__What to work on__:
Your answer should be only the lines below from the one with "We have a few" to the one with "which is not ideal ...", repeated exactly, ends included.

Saved data entries:
☆ ☆ ☆ ☆ ☆

PR #4540, opened 2023-11-30
FIX(Graphql): Add support for input with default values

eMerzh:
Hello here 👋 

We have a few inputs with default required fields that have default values like here :

```graphql
input StoryPinInput {
  id: ID!
  isGlobal: Boolean! = false
}
```

but the TS generated for this look like 
```ts
export type StoryPinInput = {
  id: string;
  isGlobal: boolean;
};
```
which is not ideal ... 

so i marked the field as optional if it has a default :)

### DIFF
--- a/compiler/crates/relay-typegen/tests/generate_typescript/fixtures/default-input.expected
+++ b/compiler/crates/relay-typegen/tests/generate_typescript/fixtures/default-input.expected
@@ -1,0 +1,27 @@
+==================================== INPUT ====================================
+mutation feedbackUnLikeMutation($input: FeedbackUnLikeInput) {
+  feedbackUnLike(input: $input) {
+    feedback {
+      id
+    }
+  }
+}
+==================================== OUTPUT ===================================
+export type FeedbackUnLikeInput = {
+  feedbackId?: string | null | undefined;
+  silent?: boolean;
+};
+export type feedbackUnLikeMutation$variables = {
+  input?: FeedbackUnLikeInput | null | undefined;
+};
+export type feedbackUnLikeMutation$data = {
+  readonly feedbackUnLike: {
+    readonly feedback: {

☆ ☆ ☆ ☆ ☆

__Output for this task__:
We have a few inputs with default required fields that have default values like here :

```graphql
input StoryPinInput {
  id: ID!
  isGlobal: Boolean! = false
}
```

but the TS generated for this look like 
```ts
export type StoryPinInput = {
  id: string;
  isGlobal: boolean;
};
```
which is not ideal ... 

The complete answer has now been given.